[
收藏此章节]
[投诉]
文章收藏
残暴督公,为爱求情
太极殿偏殿的殿门被猛地推开,殷桢一身玄色劲装,衣摆还沾着夜露与尘土,眼底是翻涌的焦灼与戾气,径直闯到白无尘面前。
“陛下!臣妻白小柒何在?”他声音沙哑,死死盯着端坐案前的白无尘,周身气压低得骇人,“臣已派人搜遍京城,府中、皇家别院、昔日与小七去过的所有地方都寻不到她,还请陛下明示!”
白无尘慢条斯理地放下手中的朱笔,抬眸时眼底已无半分温情,只剩帝王的威严与冷冽。他指尖轻叩案面,发出“笃笃”的声响,像是敲在殷桢的心尖上。

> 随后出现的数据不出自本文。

PR #487, opened 2019-05-30
Adding fatal command result

BenchR267:
This adds a new enum case to the result of a command, `fatal`. If a command fails fatally, its command process should also fail.
This is used (also included in this PR) for dependency file parsing. This is started as a separate job next to the external command. Before this change, the build (and process) doesn't fail if the dependency parsing fails. With this change, the fail of parsing will be propagated up and the build fails (in addition to the errors that get emitted in `MakefileDepsParser` or its counterpart).

rdar://51069563

There is a related bug that made us think about doing that change in the first place: https://bugs.swift.org/browse/SR-10735

### DIFF
--- a/products/libllbuild/include/llbuild/buildsystem.h
+++ b/products/libllbuild/include/llbuild/buildsystem.h
@@ -111,6 +111,7 @@ typedef enum LLBUILD_ENUM_ATTRIBUTES {
   llb_buildsystem_command_result_failed = 1,
   llb_buildsystem_command_result_cancelled = 2,
   llb_buildsystem_command_result_skipped = 3,
+  llb_buildsystem_command_result_fatal = 4,
 } llb_buildsystem_command_result_t LLBUILD_SWIFT_NAME(CommandResult);
 
 /// Extended result of a command execution
--- a/products/libllbuild/include/llbuild/buildsystem.h
+++ b/products/libllbuild/include/llbuild/buildsystem.h
@@ -111,6 +111,7 @@ typedef enum LLBUILD_ENUM_ATTRIBUTES {
   llb_buildsystem_command_result_failed = 1,
   llb_buildsystem_command_result_cancelled = 2,
   llb_buildsystem_command_result_skipped = 3,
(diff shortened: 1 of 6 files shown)


BenchR267:
@swift-ci please smoke test

products/libllbuild/include/llbuild/buildsystem.h
```diff
@@ -111,6 +111,7 @@ typedef enum LLBUILD_ENUM_ATTRIBUTES {
   llb_buildsystem_command_result_failed = 1,
   llb_buildsystem_command_result_cancelled = 2,
   llb_buildsystem_command_result_skipped = 3,
+  llb_buildsystem_command_result_fatal = 4,
```
jakepetroules: Can you please add a doc comment to this member explaining what it's used for? I know the others don't have them right now, but given that we have 5 values now, it would be good to start :)

BenchR267: Yep, makes sense. Especially since that's the one with a more special behavior

BenchR267:
Opened https://github.com/apple/swift-package-manager/pull/2135 to fix the build fail on CI.

BenchR267:
@swift-ci please smoke test

BenchR267:
@swift-ci please smoke test

dmbryson:
I'm not sure I understand this change.  The commands were already being marked as failed when dependency processing failed.

ddunbar:
@BenchR267 what is the status of this?

BenchR267:
The problem still exists. I didn't have time to work on that and adding a test - I will close the PR for now. But as a short summary of the intention of this change: llbuild spawns internal commands for some external ones, for example the MakefileDepsParser for Swift compiler invocations.
If that parser fails (occured for me with file names that include a `\n`) the compiler invocation succeeds (and the whole build as well) but an error will be emitted. Maybe that's even the intended behavior but from my understanding the build shouldn't succeed if llbuild can't parse the dependencies of that invocation.

dmbryson:
Hmm, yeah, still want to see the test, because from my reading of the changes, the compiler invocation is already being marked as failed.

“九千岁这是在质问朕?”白无尘嘴角勾起一抹冷笑,语气平淡却带着无形的压迫,“小七不愿回督公府,自愿留在宫中,朕留她在身边,有何不妥?”
“自愿?”殷桢猛地攥紧拳头,指节泛白,“陛下明知道她性子软,定是您用手段将她留下的!还请陛下将小七还给臣,臣愿承担一切罪责,只求与她团聚!”

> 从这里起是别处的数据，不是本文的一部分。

PR #488, opened 2019-06-06
Use new posix_spawn file actions API to set working dir in macOS 10.15

jakepetroules:


jakepetroules:
@swift-ci please smoke test

PR #489, opened 2019-06-09
Guard new posix_spawn_* APIs with the macOS 10.15 SDK macro

jakepetroules:


jakepetroules:
@swift-ci please smoke test

lib/Basic/Subprocess.cpp
```diff
@@ -87,7 +87,7 @@ static int posix_spawn_file_actions_addchdir(posix_spawn_file_actions_t * __rest
 #if HAVE_POSIX_SPAWN_CHDIR
   return ::posix_spawn_file_actions_addchdir_np(file_actions, path);
 #else
-#ifdef __APPLE__
+#if defined(__APPLE__) && __MAC_OS_X_VERSION_MAX_ALLOWED >= 101500
   if (__builtin_available(macOS 10.15, *)) {
```
aciidb0mb3r: What is this call doing then?

jakepetroules: It attempts to build in a call to the API if we have the 10.15 SDK or later, and calls that API only when running on 10.15 or later.

* __MAC_OS_X_VERSION_MAX_ALLOWED == SDK version
* __MAC_OS_X_VERSION_MIN_REQUIRED == deployment target version
* __builtin_available == runtime OS version

PR #494, opened 2019-06-21
build: remove a hack which is no longer needed

compnerd:
This workaround was to force clients to link against the libraries.
This is no longer required.  Removing these enables building libllbuild
on Windows where ncurses is not available.


compnerd:
@swift-ci please test

aciidb0mb3r:
We can also get rid of `Package@swift-4.2.swift` with this.

jakepetroules:
@swift-ci please smoke test

PR #495, opened 2019-06-21
build: add missing dependencies

compnerd:
This fixes building CAPITests on Windows.  Unlike Unix, Windows does not
permit undefined references to symbols at link time.  Add the missing
link dependencies to ensure that we can resolve all symbols.  This
permits building CAPITests on Windows.


compnerd:
@swift-ci please smoke test

PR #496, opened 2019-06-22
build: correct install rules for Windows

compnerd:
Install the runtime components into the `bin` directory and the import
libraries into the `lib` directory.  Adjust the naming for the very
confusingly named libraries (with incorrect prefixes).


compnerd:
@swift-ci please smoke test

jakepetroules:
👍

“罪责?”白无尘站起身,缓步走到殷桢面前,身高带来的压迫感让殷桢不自觉绷紧了脊背,“殷桢,你扪心自问,你配吗?”他眼神锐利如刀,直刺殷桢心底,“你让她受委屈,让她为了堵住悠悠众口逼自己接受纳妾,可你呢?你夜夜宿在偏院,让她独自垂泪到天明——这样的你,有什么资格说保护她?”
每一句话都像重锤砸在殷桢心上,让他脸色瞬间惨白。他张了张嘴,想辩解那晚月院中的欢声不过是做戏给外人看,可话到嘴边,却被白无尘冰冷的目光堵了回去。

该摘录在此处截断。